As excludentes de culpabilidade ocorrem quando houver incidência do erro de proibição artigo. 21, de obediência hierárquica artigo. 22, havendo coação moral irresistível artigo. 22, ou em caso de embriaguez acidental artigo. 28, §1º, todos do Código Penal.
Outrossim, quando for questão que verse sobre inimputabilidade prevista no artigo 26, caput, do Código Penal, se a defesa pedir de forma expressa poderá o magistrado absolver sumariamente o réu, não podendo, faze-lo de oficio.
Resumidamente, quando ocorre a impronuncia, não existe sequer, indícios suficientes de autoria e não há vestígios de que houve participação no cometimento do fato delituoso, no outro lado, quando ocorre a absolvição sumária do acusado, deve haver provas concretas de que o indivíduo é inocente.
A ocorrência da absolvição sumária, só é admitida se as provas não causarem dúvidas. Devendo ser transparente, total, incontestável, clara, viva, de modo indiscutível. Se houver questões passiveis de questionamento, tendo em vista o princípio do in dúbio pro societate, caberá ao juiz singular pronunciar o acusado, que predomina fundamentalmente no processo do Tribunal do Júri. Nesse sentido, ensina Renato Brasileiro:
Para que o acusado seja absolvido sumariamente, é necessário um juízo de certeza. De fato, como se pode perceber pela própria redação dos incisos do art. 415 [...] a absolvição sumária, por subtrair dos jurados a competência para apreciação do crime doloso contra a vida, deve ser reservada apenas para as situações em que não houver qualquer dúvida por parte do magistrado (Brasileiro, 2013, p. 1345).
Não pode haver dúvida em favor do acusado, e sim, afirmar que é inocente, de forma a não levar a conhecimento do Tribunal do Júri para ser julgado do ato ilícito que já existe convicção de que não fora cometido por ele.

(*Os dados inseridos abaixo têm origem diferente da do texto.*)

PR #1707, opened 2019-06-10
PauliSum

### LINKED ISSUE #1682: PauliString, LinearDict, QubitOperator
There are multiple schemes for representing operators that are sums of pauli strings. OpenFermion has `QubitOperator`. Cirq has `PauliString` and `LinearDict` but lacks a way to combine the two.

## Background
`QubitOperator` is a mapping (dictionary) from coefficients to terms, and each term is a tuple of single-qubit operators, which itself is a tuple of (`qubit`, `operator`). 

`LinearDict` is a mapping from coefficients to terms, but `PauliString` (the term in this case) has its own coefficient.

## Desired features
Users should be able to write something like `exp(1j * t * (cirq.X(a) * cirq.Y(b) + cirq.Z(a)))` and have it work. Users should be able to trivially convert between `QubitOperator` from OpenFermion.

## Proposal

Make a special `PauliLinearDict` that subclasses from `LinearDict`, teach it the rules of pauli multiplication and simplification. Instead of using full `PauliString`s as keys for the dict (which would result in redundant and inconsistent coefficients), I propose using only the frozenset of `(qubit, Pauli)` in the `PauliString` and dropping the coefficient. 

To avoid hairy issues of how the user indexes into `PauliLinearDict`, I suggest removing the ability for users to index into the dict and *only* support iterating over the terms in the sum. Under-the-hood we would re-construct `PauliString`s with coefficients and `yield` them.

xref #1439 #1299

mpharrigan:
Use a LinearDict under-the-hood to implement a sum of PauliStrings

fixes #1682


cirq/ops/linear_combinations.py
```diff
@@ -205,3 +207,54 @@ def extend(expansion: value.LinearDict[str],
...
+    add and subtract terms and then iterate over the resulting
+    (simplified) expression.
+
+    Under the hood, this class is backed by a LinearDict with coefficient-less
+    PauliStrings as keys. PauliStrings are reconstructed on-the-fly during
+    iteration.
+
+    """
+
+    def __init__(self, linear_dict):
```
Strilanc: Add a type annotation.

cirq/ops/linear_combinations.py
```diff
@@ -205,3 +207,54 @@ def extend(expansion: value.LinearDict[str],
...
+        self._linear_dict = linear_dict
```
Strilanc: What if the user passes in a linear dict containing Pauli strings that have non-unit coefficients?

cirq/ops/linear_combinations.py
```diff
@@ -205,3 +207,54 @@ def extend(expansion: value.LinearDict[str],
...
+
+    @classmethod
+    def from_pauli_strings(cls, terms: List[PauliString]):
```
Strilanc: Add output type annotation

cirq/ops/linear_combinations.py
```diff
@@ -205,3 +207,54 @@ def extend(expansion: value.LinearDict[str],
...
+        terms = {pstring.unit(): pstring.coefficient for pstring in terms}
+        return cls(linear_dict=value.LinearDict(terms))
+
+    def __iter__(self):
+        for vec, coeff in self._linear_dict.items():
+            yield PauliString.from_unit(vec, coeff)
+
+    def __iadd__(self, other):
```
Strilanc: `__add__`, `__sub__`, `__mul__`, `__rmul__`, `__imul__`, and `__truediv__` should also be defined.

truediv and rmul only need to work in the case where the other value is a number, but the others should work for number or PauliString or PauliSum.

cirq/ops/linear_combinations.py
```diff
@@ -205,3 +207,54 @@ def extend(expansion: value.LinearDict[str],
...
+        if isinstance(other, PauliString):
+            other = PauliSum.from_pauli_strings([other])
+
```
Strilanc: If other is a float, int, or complex, then it should become the coefficient of an empty Pauli product (i.e. of the identity).

cirq/ops/linear_combinations.py
```diff
@@ -205,3 +207,54 @@ def extend(expansion: value.LinearDict[str],
...
+    def __isub__(self, other):
+        if isinstance(other, PauliString):
+            other = PauliSum.from_pauli_strings([other])
+        self._linear_dict -= other
+        return self
+
+    def __repr__(self) -> str:
+        return self._linear_dict.__repr__()
+
+    def __format__(self, format_spec: str) -> str:
```
Strilanc: I did not know this method existed! This is fantastic.

cirq/ops/linear_combinations.py
```diff
@@ -205,3 +207,54 @@ def extend(expansion: value.LinearDict[str],
...
+        terms = [(PauliString.from_unit(v), self._linear_dict[v])
+                 for v in self._linear_dict.keys()]
+        return linear_dict._format_terms(terms=terms, format_spec=format_spec)
+
+    def __str__(self):
```
Strilanc: Add a `__repr__`.

cirq/ops/linear_combinations.py
```diff
@@ -205,3 +207,54 @@ def extend(expansion: value.LinearDict[str],
...
+        self._linear_dict += other._linear_dict
+        return self
+
+    def __isub__(self, other):
+        if isinstance(other, PauliString):
+            other = PauliSum.from_pauli_strings([other])
+        self._linear_dict -= other
+        return self
+
+    def __repr__(self) -> str:
```
Strilanc: Implement `__eq__`, `__hash__`, `_approx_equal_`, and the new `_equal_up_to_global_phase_` (may not be merged yet). Note that you can use `@value.value_equality(approximate=true)` for the first three.

cirq/ops/linear_combinations_test.py
```diff
@@ -562,3 +562,20 @@ def test_linear_combination_of_operations_has_correct_pauli_expansion(
...
 def test_operation_expressions(expression, expected_result):
     assert_linear_combinations_are_equal(expression, expected_result)
+
+
+def test_pauli_sum_from_adding_strings():
+    q = cirq.LineQubit.range(2)
+    pstr1 = cirq.X(q[0]) * cirq.X(q[1])
+    pstr2 = cirq.Y(q[0]) * cirq.Y(q[1])
+    psum = pstr1 + pstr2
+    assert str(psum) == "1.000*X(0)*X(1)+1.000*Y(0)*Y(1)"
```
Strilanc: Once you have `__eq__` implemented, use it instead of these string comparisons.

cirq/ops/linear_combinations_test.py
```diff
@@ -562,3 +562,20 @@ def test_linear_combination_of_operations_has_correct_pauli_expansion(
 ))
 def test_operation_expressions(expression, expected_result):
     assert_linear_combinations_are_equal(expression, expected_result)
+
+
+def test_pauli_sum_from_adding_strings():
+    q = cirq.LineQubit.range(2)
+    pstr1 = cirq.X(q[0]) * cirq.X(q[1])
+    pstr2 = cirq.Y(q[0]) * cirq.Y(q[1])
+    psum = pstr1 + pstr2
```
Strilanc: Wait, `__add__` is inferred from `__iadd__`? Could you verify that you didn't mutate `pstr1` or `pstr2` by performing this addition?

cirq/ops/linear_combinations_test.py
```diff
@@ -562,3 +562,20 @@ def test_linear_combination_of_operations_has_correct_pauli_expansion(
...
+    assert str(psum) == "1.000*X(0)*X(1)+1.000*Y(0)*Y(1)"
+    assert list(psum) == [pstr1, pstr2]
+
+
+def test_pauli_sum_from_list_of_strings():
+    q = cirq.LineQubit.range(2)
+    pstr1 = cirq.X(q[0]) * cirq.X(q[1])
+    pstr2 = cirq.Y(q[0]) * cirq.Y(q[1])
+    psum = cirq.PauliSum.from_pauli_strings([pstr1, pstr2])
+    assert str(psum) == "1.000*X(0)*X(1)+1.000*Y(0)*Y(1)"
```
Strilanc: Need a bunch more tests. E.g. nothing is directly checking subtraction, formatting, iteration, raw initialization (though some of them happen to be hit indirectly as part of these tests).

cirq/ops/linear_combinations.py
mpharrigan: Copied this from LinearDict :)

cirq/ops/linear_combinations_test.py
mpharrigan: this is from PauliString.__add__

Strilanc: :man_facepalming:

cirq/ops/linear_combinations.py
mpharrigan: I had this sitting on a branch for a long time as inheriting from `LinearDict` so all of these got filled in. I got back to it today and ripped it out to favor composition and all the dundermethods were left behind in my haphazardness :)

mpharrigan:
Added some more things; will pick this up and add some more tests tomorrow

cirq/ops/linear_combinations.py
```diff
@@ -205,3 +207,124 @@ def extend(expansion: value.LinearDict[str],
...
+        for qid, pauli in k:
+            if not isinstance(qid, raw_types.Qid):
+                return False
+            if not isinstance(pauli, pauli_gates.Pauli):
+                return False
+
+    return True
+
+@value.value_equality(approximate=True)
+class PauliSum:
```
kevinsung: Why not inherit from LinearCombinationOfOperations?

cirq/ops/linear_combinations.py
```diff
@@ -205,3 +207,124 @@ def extend(expansion: value.LinearDict[str],
...
+                "PauliSum constructor takes a LinearDict[UnitPauliStringT]. "
+                "Consider using PauliSum.from_pauli_strings() or adding and "
+                "subtracting PauliStrings")
+        self._linear_dict = linear_dict
+
+    def _value_equality_values_(self):
+        return self._linear_dict
+
+    @classmethod
+    def from_pauli_strings(cls, terms: List[PauliString]) -> 'PauliSum':
```
Strilanc: Update type annotation to Union[PauliString, List[pauliString]]

cirq/ops/linear_combinations_test.py
```diff
@@ -562,3 +562,73 @@ def test_linear_combination_of_operations_has_correct_pauli_expansion(
...
+                                                     cirq.PauliString({}, 1.3)])
+
+
+def test_add_number_paulistring():
+    q = cirq.LineQubit.range(2)
+    pstr1 = cirq.X(q[0]) * cirq.X(q[1])
+    psum = pstr1 + 1.3
+    assert psum == cirq.PauliSum.from_pauli_strings([pstr1,
+                                                     cirq.PauliString({}, 1.3)])
+
```
Strilanc: Add a `__repr__` test using `cirq.testing.assert_equivalent_repr`.

cirq/ops/pauli_string.py
```diff
@@ -56,13 +58,26 @@ def from_single(qubit: raw_types.Qid,
     def coefficient(self) -> complex:
         return self._coefficient
 
+    def unit(self) -> UnitPauliStringT:
```
Strilanc: This should just return a `PauliString` with coefficient equal to 1, similar to how `abs(int)` returns an `int`.

cirq/ops/pauli_string.py
```diff
@@ -115,6 +130,24 @@ def __rmul__(self, other):
             return PauliString(self._qubit_pauli_map, self._coefficient * other)
         return NotImplemented
 
+    def __add__(self, other):
+        from cirq.ops.linear_combinations import PauliSum
```
Strilanc: This method should basically just be delegating to `PauliSum`. Just `return PauliSum.from(self).__add__(other)`.

cirq/ops/pauli_string.py
```diff
@@ -115,6 +130,24 @@ def __rmul__(self, other):
...
+        if isinstance(other, (int, float, complex)):
+            return PauliSum.from_pauli_strings(
+                [self, PauliString(coefficient=other)])
+        elif isinstance(other, PauliString):
+            return PauliSum.from_pauli_strings([self, other])
+        return other + self
+
+    def __sub__(self, other):
```
Strilanc: Delegate

cirq/ops/pauli_string.py
```diff
@@ -115,6 +130,24 @@ def __rmul__(self, other):
...
+        from cirq.ops.linear_combinations import PauliSum
```
Strilanc: Do we also need `__add__` and `__sub__` on Pauli gates X/Y/Z?

cirq/ops/linear_combinations.py
mpharrigan: see #1682 

We need the PauliStrings, -- which would otherwise serve as the key in a LinearDict -- to own their own coefficient

cirq/ops/pauli_string.py
mpharrigan: I need this for `PauliSum.from_pauli_strings` and it's used in `_value_equality_values`. Maybe we can give it a different name?

cirq/ops/pauli_string.py
mpharrigan: I added a test with single-qubit pauli gates which I expected to fail so then I could implement these, but lo and behold `SingleQubitPauliStringGateOperation` inherits from `PauliString` so it works already

cirq/ops/linear_combinations_test.py
mpharrigan: Added some more tests. Do you have any specific requests for more?

cirq/ops/linear_combinations.py
mpharrigan: done

cirq/ops/linear_combinations_test.py
mpharrigan: nifty! and done

cirq/ops/pauli_string.py
mpharrigan: done

cirq/ops/pauli_string.py
mpharrigan: done

cirq/ops/pauli_string.py
Strilanc: Given the current result type, this shouldn't be a public method. Users won't use it; it's too specific. It's an internal implementation detail.

If you need it in `from_pauli_strings`, define it in the pauli sum file instead of here. `_value_equality_values_` can be restored to its old form.

cirq/ops/linear_combinations_test.py
```diff
@@ -562,3 +562,101 @@ def test_linear_combination_of_operations_has_correct_pauli_expansion(
...
+    empty = cirq.PauliSum.from_pauli_strings([])
+    assert str(empty) == "0.000"
+
+
+def test_pauli_sum_repr():
+    q = cirq.LineQubit.range(2)
+    pstr1 = cirq.X(q[0]) * cirq.X(q[1])
+    pstr2 = cirq.Y(q[0]) * cirq.Y(q[1])
+    psum = pstr1 + pstr2
```
Strilanc: Include a `*2` on the second term, and also include a `+1` identity term, to exercise more cases.

cirq/ops/linear_combinations.py
mpharrigan: added validator

cirq/ops/linear_combinations_test.py
mpharrigan: done

cirq/ops/pauli_string.py
mpharrigan: done

cirq/ops/linear_combinations.py
```diff
@@ -205,3 +209,132 @@ def extend(expansion: value.LinearDict[str],
...
+            -> 'PauliSum':
+        if isinstance(terms, PauliString):
+            terms = [terms]
+        termdict = defaultdict(lambda: 0)
+        for pstring in terms:
+            key = frozenset(pstring._qubit_pauli_map.items())
+            termdict[key] += pstring.coefficient
+        return cls(linear_dict=value.LinearDict(termdict))
+
+    def copy(self):
```
Strilanc: Output type annotation

cirq/ops/linear_combinations.py
```diff
@@ -205,3 +209,132 @@ def extend(expansion: value.LinearDict[str],
...
+        if isinstance(other, (float, int, complex)):
+            other = PauliSum.from_pauli_strings(
+                [PauliString(coefficient=other)])
+        elif isinstance(other, PauliString):
+            other = PauliSum.from_pauli_strings([other])
+
+        self._linear_dict += other._linear_dict
+        return self
+
+    def __add__(self, other):
```
Strilanc: `__add__` should return `NotImplemented` for unrecognized types, and this should be tested.

cirq/ops/linear_combinations.py
```diff
@@ -205,3 +209,132 @@ def extend(expansion: value.LinearDict[str],
...
+        result = self.copy()
+        result += other
+        return result
+
+    def __isub__(self, other):
+        if isinstance(other, PauliString):
```
Strilanc: Should return `NotImplemented` for unrecognized types, and this should be tested.

cirq/ops/linear_combinations.py
```diff
@@ -205,3 +209,132 @@ def extend(expansion: value.LinearDict[str],
...
+            other = PauliSum.from_pauli_strings([other])
+        self._linear_dict -= other._linear_dict
+        return self
+
+    def __sub__(self, other):
+        result = self.copy()
```
Strilanc: Should return `NotImplemented` for unrecognized types, and this should be tested.

cirq/ops/linear_combinations.py
```diff
@@ -205,3 +209,132 @@ def extend(expansion: value.LinearDict[str],
...
+        result -= other
+        return result
+
+    def __neg__(self):
+        factory = type(self)
+        return factory(-self._linear_dict)
+
+    def __imul__(self, a: value.Scalar):
+        self._linear_dict *= a
```
Strilanc: Should return `NotImplemented` for unrecognized types, and this should be tested.

Note that this means the type annotation is not correct. You can use `@overload` from typing to give the specific cases if you're feeling ambitious.

cirq/ops/linear_combinations.py
```diff
@@ -205,3 +209,132 @@ def extend(expansion: value.LinearDict[str],
...
+        return self
+
+    def __mul__(self, a: value.Scalar):
```
Strilanc: Should return `NotImplemented` for unrecognized types, and this should be tested.

cirq/ops/linear_combinations.py
```diff
@@ -205,3 +209,132 @@ def extend(expansion: value.LinearDict[str],
...
+        result = self.copy()
+        result *= a
+        return result
+
+    def __rmul__(self, a: value.Scalar):
+        return self.__mul__(a)
```
Strilanc: Should return `NotImplemented` for unrecognized types, and this should be tested.

cirq/ops/linear_combinations.py
```diff
@@ -205,3 +209,132 @@ def extend(expansion: value.LinearDict[str],
...
+
+    def __truediv__(self, a: value.Scalar):
```
Strilanc: Should return `NotImplemented` for unrecognized types, and this should be tested.

cirq/ops/linear_combinations.py
mpharrigan: why is the type annotation not correct?

mpharrigan: should I add the check to LinearDict, which this method dispatches to?

mpharrigan:
Added tests for all bad arithmetic operations. For multiplication and division, the straightforward dispatch to `LinearDict`'s operators means that it already throws a `TypeError` as appropriate

cirq/ops/linear_combinations.py
mpharrigan: done

cirq/ops/linear_combinations.py
mpharrigan: done

cirq/ops/linear_combinations.py
mpharrigan: done. Also fixed this so you can subtract a scalar

cirq/ops/linear_combinations.py
Strilanc: The type annotation is technically not correct because the method has a defined result when `a` is not a Scalar. Or... well, I guess I don't know the exact semantics assumed by mypy. Maybe it considereds returning NotImplemented to be an error where the type annotations ar enot supposed to apply.

mpharrigan: returning `NotImplemented` is a way for python itself to throw a `TypeError` after exhausting all possible options

Strilanc: If mypy is happy, I'm happy.

mpharrigan:
What's the timeline for requiring python 3.6? A test or two assumes dictionaries are ordered, which only happens in >py36

Strilanc:
Now that we've thought of a way to prevent old versions of python from being silently out of date when installing cirq, I think we can transition into 3.6 ASAP.

Are you aware you can run the format script with `--apply` to apply the changes instead of just viewing them?

mpharrigan:
running with `--apply` was the cause of 2a7641e. If I kept running the formatter with `--apply` it started to more aggressively mess up the formatting of the inputs.

Apparently I also have a mismatched version with travis, because the current format failure was put into place by my recent application of `--apply`

Strilanc:
The other reason it may be failing is if you are not synced with master. There's an open issue to make the incremental diff compute vs the merge base of master and the current branch instead of just vs master (which changes suddenly on travis as PRs get merged).

mpharrigan:
I've been merging in master periodically. I'm suspecting I have the wrong version of yapf

Strilanc:
Sync with master to get the fixed "check vs mergebase" format script. You then have a bunch of coverage errors to work through, and we can merge.

mpharrigan:
The tests are failing because it is assuming that `dict`s are ordered, and therefore the `PauliSum`s are ordered. If we are indeed switching to python 3.6+ soon, then it can wait. Otherwise I'll have to re-work the test and/or the code

Strilanc:
The switch has already happened. Sync with master.

mpharrigan:
Ah very good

Há entendimentos de que por ser proferida por juiz singular, a decisão que concede a absolvição sumária, vai ao desencontro com o princípio da competência constitucional do Tribunal do Júri como disposto no artigo 5º, inciso XXXVIII, alínea ‘d’, da Constituição de 1988.
Com efeito, o juiz sumario, ao conceder a absolvição do acusado se baseando nas hipóteses descritas no artigo 415, incisos I e II do Código de Processo Penal, se faz necessário a analisar o mérito e apreciar as provas já produzidas, não convocando o Júri.
É plausível, o surgimento de dúvidas sobre a inconstitucionalidade do dispositivo, pois acaba por retirar o julgamento do juiz natural do Júri, atribuído pela CF/[88].
Com as mudanças provenientes da lei 11.689 de 2008 no Código de Processo Penal, que aumentou as possibilidades de aplicar o benefício da absolvição sumária, implicando em tese, a afronta ao princípio do juiz natural e da competência dada ao Conselho de Sentença no julgamento do Tribunal do Júri.
Quanto à supremacia da Constituição Federal, explica os autores Vicente de Paulo e Marcelo Alexandrino:
Um ordenamento que adote Constituição do tipo rígida, como o nosso, as normas constitucionais situam-se num patamar de superioridade em relação a todas as demais espécies do ordenamento jurídico, funcionando como :fundamento de validade para estas, significa dizer, a rigidez dá origem ao denominado princípio da supremacia da Constituição.. (Paulo, Alexandrino, 2017, p. 608).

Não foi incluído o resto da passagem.